Dataset entries:

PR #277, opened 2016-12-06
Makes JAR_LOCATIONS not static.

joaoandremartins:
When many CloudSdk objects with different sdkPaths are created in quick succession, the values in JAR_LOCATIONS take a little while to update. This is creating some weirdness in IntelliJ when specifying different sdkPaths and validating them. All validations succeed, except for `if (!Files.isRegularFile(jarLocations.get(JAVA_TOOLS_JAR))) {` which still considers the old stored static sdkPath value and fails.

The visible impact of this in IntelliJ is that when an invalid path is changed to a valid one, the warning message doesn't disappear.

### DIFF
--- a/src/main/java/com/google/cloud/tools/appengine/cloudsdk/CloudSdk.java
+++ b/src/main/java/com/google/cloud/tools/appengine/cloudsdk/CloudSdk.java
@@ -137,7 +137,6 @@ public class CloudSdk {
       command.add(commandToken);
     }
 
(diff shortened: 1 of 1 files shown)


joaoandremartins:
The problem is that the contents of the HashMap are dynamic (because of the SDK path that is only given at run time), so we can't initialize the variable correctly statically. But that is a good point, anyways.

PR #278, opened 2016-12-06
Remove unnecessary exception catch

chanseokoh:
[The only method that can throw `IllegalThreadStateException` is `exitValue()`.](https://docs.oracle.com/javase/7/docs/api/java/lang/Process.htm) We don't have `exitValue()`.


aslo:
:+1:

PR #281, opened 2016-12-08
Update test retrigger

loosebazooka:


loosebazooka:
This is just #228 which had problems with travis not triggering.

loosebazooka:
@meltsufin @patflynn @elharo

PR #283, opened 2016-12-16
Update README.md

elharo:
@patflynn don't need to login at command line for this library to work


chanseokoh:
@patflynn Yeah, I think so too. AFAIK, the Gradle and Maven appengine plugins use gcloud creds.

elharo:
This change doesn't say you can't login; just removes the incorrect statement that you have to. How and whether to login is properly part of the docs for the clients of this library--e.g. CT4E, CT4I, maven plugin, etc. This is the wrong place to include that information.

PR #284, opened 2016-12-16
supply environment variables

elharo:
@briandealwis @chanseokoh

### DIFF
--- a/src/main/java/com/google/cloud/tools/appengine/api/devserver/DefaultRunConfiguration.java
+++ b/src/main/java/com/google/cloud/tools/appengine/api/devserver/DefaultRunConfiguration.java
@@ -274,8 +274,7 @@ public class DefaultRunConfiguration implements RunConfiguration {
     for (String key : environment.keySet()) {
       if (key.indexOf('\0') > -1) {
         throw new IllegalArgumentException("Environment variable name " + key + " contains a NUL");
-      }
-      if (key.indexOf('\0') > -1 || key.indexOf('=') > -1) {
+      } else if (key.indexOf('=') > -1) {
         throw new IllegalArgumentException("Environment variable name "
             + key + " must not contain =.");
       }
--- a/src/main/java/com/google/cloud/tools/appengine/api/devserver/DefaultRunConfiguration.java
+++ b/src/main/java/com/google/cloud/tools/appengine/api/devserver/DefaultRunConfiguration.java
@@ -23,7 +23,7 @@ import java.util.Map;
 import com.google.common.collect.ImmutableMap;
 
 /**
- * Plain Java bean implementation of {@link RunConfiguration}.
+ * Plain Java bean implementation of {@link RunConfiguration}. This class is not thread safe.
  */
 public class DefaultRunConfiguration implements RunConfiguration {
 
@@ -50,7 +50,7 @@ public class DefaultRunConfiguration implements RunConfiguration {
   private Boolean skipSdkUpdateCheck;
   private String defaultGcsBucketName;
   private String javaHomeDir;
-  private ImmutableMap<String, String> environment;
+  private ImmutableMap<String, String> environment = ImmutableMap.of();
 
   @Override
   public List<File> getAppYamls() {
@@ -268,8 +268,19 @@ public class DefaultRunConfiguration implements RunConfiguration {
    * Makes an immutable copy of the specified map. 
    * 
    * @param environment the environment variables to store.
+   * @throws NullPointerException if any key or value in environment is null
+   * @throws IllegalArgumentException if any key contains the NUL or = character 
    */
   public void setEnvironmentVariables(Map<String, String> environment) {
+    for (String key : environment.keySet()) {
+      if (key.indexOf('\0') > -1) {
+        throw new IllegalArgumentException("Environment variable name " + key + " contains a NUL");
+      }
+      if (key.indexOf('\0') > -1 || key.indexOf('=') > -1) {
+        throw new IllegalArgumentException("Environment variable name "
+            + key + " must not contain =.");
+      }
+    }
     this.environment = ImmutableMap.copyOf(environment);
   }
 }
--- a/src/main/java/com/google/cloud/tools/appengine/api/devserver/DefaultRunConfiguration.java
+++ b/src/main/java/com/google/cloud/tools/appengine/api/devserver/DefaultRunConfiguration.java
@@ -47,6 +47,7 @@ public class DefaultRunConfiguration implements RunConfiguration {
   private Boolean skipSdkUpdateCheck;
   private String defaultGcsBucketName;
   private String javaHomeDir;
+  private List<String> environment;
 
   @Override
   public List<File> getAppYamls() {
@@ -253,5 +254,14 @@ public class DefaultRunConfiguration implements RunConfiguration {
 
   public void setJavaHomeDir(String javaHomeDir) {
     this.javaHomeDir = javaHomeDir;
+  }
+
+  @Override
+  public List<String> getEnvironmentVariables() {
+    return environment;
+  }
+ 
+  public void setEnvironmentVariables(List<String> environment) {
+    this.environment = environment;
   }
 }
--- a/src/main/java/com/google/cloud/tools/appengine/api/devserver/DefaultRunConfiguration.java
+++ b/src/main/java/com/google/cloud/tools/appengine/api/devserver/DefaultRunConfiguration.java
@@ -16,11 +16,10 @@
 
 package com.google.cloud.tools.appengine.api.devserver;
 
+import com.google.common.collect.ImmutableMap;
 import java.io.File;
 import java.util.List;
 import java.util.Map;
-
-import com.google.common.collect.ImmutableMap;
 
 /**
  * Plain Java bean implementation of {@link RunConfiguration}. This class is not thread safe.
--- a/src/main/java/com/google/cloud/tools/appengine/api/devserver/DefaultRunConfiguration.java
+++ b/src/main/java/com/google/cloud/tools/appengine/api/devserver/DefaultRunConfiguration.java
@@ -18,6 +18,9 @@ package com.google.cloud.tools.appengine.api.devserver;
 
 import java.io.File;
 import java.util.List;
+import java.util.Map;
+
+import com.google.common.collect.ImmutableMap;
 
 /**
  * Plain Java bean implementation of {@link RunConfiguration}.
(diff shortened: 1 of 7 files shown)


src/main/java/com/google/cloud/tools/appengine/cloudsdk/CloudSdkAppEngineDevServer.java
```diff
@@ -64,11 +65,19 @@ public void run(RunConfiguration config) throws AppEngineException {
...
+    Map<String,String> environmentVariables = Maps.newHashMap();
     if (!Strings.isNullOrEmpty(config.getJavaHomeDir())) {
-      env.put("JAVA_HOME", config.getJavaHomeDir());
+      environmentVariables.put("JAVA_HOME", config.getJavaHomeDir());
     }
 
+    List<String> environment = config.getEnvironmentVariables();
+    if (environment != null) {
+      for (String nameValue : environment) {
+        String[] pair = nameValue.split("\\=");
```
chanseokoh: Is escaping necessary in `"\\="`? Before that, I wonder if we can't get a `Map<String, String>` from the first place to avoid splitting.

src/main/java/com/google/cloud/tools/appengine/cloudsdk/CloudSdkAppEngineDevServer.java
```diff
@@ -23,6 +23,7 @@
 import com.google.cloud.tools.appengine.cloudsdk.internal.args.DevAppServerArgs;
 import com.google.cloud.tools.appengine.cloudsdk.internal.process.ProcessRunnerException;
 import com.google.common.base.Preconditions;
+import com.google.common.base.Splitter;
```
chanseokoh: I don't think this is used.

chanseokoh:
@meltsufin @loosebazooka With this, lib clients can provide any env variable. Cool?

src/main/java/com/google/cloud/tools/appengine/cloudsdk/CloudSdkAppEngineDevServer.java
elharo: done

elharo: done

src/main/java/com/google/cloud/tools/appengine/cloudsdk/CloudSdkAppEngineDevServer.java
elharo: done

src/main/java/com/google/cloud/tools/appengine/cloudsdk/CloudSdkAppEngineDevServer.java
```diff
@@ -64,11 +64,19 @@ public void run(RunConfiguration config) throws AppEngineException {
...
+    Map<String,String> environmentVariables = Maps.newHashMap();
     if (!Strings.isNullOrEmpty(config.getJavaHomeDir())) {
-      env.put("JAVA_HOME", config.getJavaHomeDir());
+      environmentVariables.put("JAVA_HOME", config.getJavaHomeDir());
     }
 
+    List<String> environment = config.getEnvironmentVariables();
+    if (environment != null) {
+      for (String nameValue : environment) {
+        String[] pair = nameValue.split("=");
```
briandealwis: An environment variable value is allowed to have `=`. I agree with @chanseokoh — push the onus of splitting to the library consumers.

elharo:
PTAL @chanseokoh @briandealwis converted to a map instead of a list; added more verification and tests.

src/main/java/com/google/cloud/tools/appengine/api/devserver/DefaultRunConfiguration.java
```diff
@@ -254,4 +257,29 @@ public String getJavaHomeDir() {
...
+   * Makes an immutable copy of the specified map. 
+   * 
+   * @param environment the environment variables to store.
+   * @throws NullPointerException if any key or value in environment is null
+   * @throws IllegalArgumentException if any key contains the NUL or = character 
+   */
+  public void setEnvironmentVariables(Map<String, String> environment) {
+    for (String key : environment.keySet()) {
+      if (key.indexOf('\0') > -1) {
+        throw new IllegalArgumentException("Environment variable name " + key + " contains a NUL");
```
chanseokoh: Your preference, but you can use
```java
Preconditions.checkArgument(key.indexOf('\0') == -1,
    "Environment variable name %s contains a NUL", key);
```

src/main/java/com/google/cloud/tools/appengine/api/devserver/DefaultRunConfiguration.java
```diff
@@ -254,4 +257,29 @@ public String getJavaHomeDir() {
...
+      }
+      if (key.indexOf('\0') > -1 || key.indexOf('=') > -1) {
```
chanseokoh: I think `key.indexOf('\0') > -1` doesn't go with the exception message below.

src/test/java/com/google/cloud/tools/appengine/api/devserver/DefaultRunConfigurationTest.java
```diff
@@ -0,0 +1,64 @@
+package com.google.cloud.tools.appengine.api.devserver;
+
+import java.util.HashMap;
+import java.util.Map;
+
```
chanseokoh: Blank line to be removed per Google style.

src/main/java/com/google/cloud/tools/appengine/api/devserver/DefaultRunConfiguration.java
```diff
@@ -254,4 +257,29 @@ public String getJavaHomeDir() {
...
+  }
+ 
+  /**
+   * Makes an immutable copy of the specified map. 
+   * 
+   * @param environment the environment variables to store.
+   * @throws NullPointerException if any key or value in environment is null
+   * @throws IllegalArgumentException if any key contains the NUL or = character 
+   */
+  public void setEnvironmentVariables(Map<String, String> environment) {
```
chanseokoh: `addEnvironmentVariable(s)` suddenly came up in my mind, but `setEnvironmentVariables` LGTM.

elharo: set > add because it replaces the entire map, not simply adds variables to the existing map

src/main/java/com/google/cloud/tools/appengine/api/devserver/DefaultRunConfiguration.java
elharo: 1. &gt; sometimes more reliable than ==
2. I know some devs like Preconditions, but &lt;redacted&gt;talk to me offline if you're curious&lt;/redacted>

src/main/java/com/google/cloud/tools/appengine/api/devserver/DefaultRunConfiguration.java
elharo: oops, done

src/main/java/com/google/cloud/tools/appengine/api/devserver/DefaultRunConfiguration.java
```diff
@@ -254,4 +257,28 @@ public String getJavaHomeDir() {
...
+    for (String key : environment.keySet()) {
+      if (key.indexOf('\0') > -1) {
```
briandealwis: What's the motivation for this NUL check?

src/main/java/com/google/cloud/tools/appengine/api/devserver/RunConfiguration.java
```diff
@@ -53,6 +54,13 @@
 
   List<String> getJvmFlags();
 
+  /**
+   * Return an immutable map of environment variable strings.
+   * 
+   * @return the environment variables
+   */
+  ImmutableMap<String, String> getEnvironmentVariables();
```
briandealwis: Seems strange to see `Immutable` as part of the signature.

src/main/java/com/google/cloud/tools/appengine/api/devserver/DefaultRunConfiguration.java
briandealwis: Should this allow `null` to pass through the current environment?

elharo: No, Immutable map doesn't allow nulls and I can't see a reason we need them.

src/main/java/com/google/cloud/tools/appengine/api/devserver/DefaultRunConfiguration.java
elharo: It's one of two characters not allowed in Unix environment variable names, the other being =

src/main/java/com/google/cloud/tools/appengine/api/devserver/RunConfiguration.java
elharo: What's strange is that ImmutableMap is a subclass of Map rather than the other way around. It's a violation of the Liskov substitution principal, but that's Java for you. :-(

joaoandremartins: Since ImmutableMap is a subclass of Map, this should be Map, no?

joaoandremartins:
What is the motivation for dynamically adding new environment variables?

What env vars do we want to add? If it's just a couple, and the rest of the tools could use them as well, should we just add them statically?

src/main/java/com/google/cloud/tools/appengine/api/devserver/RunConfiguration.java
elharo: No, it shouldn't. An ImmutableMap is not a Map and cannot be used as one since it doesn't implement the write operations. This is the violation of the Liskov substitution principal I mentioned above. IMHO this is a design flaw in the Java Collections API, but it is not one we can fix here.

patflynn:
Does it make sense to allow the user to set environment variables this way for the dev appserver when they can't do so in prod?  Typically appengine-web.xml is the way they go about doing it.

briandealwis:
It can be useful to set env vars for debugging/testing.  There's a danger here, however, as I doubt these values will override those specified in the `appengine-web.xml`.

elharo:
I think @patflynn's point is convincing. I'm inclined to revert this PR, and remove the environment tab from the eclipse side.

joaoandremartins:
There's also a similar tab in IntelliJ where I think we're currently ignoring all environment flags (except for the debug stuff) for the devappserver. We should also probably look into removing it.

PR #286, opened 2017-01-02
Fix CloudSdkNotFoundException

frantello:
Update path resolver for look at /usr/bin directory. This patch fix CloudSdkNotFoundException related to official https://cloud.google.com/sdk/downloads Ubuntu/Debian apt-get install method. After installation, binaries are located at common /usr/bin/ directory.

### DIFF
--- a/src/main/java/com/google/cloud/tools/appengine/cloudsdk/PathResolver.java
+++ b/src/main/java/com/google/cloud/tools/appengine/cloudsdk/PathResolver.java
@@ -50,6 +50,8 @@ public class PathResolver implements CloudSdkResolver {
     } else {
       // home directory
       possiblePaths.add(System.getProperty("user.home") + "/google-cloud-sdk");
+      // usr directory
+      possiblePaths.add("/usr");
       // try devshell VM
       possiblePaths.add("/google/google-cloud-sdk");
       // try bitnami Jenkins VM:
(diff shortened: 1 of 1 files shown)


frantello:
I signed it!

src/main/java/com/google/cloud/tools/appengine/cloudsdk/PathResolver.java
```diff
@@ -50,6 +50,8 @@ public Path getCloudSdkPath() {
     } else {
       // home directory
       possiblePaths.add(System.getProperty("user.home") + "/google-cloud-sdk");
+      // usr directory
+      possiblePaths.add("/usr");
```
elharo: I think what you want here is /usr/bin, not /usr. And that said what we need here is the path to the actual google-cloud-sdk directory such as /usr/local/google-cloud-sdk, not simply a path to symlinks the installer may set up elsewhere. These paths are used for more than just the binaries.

> _Description of the task_:
The lines sought are those in the data above that include the string "simply"; copy each one.

> _Answer_:
elharo: set > add because it replaces the entire map, not simply adds variables to the existing map
elharo: I think what you want here is /usr/bin, not /usr. And that said what we need here is the path to the actual google-cloud-sdk directory such as /usr/local/google-cloud-sdk, not simply a path to symlinks the installer may set up elsewhere. These paths are used for more than just the binaries.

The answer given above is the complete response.